PR #4869, opened 2020-04-04
Add optional :version to crates.io version

guswynn:
I noticed that download had support for tagging a specific version, but the simpler, crates version shield didn't
This seemed like a simple addition as the base crates service fetch already supported version

I am very new to this project, can someone help me test?

### DIFF
--- a/services/crates/crates-version.service.js
+++ b/services/crates/crates-version.service.js
@@ -12,7 +12,7 @@ module.exports = class CratesVersion extends BaseCratesService {
   static get route() {
     return {
       base: 'crates/v',
-      pattern: ':crate',
+      pattern: ':crate/:version?',
     }
   }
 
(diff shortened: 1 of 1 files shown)


guswynn:
I think my only failures are `prettier`, ill look into how to fix those

paulmelnikow:
Hi! Thanks for the contribution.

I'm not sure I understand what this is for. Why would you want to display a specific version on the version badge?

It's possible the static badge is a better way to accomplish what you're looking for:


https://img.shields.io/badge/crates.io-v0.3.23-orange

calebcartwright:
I agree with Paul. In such a scenario with a fixed/pre-known version, the static badge would be the way to go. There's no need for shields to have to make an API call to crates.io.

Thanks for the interest and the PR though @guswynn!

guswynn:
@paulmelnikow thats probably what I'm looking for!

curious, when I search for "crate" on https://shields.io/, there is no example of the fixed badge, is that because it generates the badge based on the string in the url? I wonder, would there be a way to make this more discover-able? maybe have a list of known-common static badges as examples so they show up in the search?

paulmelnikow:
Heh, yea, exactly. you don't get it by searching because it can be literally anything you like. It's there below the section headings:

Screen Shot 2020-04-04 at 11 25 55 PM


There's been some discussion of some prerendered static badges, though I think we'd probably reserve that for badges which are truly reusable, like . A badge listing a specific crate version won't be useful to anyone else.

calebcartwright:
I'm going to close this one given the discussion above.

Thanks again for the PR @guswynn and let us know if you have any questions and/or are interested in working on any other items!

> **Task prompt**
Copy, from the data above, every line where the word "probably" appears.

> **Your response**
@paulmelnikow thats probably what I'm looking for!
There's been some discussion of some prerendered static badges, though I think we'd probably reserve that for badges which are truly reusable, like . A badge listing a specific crate version won't be useful to anyone else.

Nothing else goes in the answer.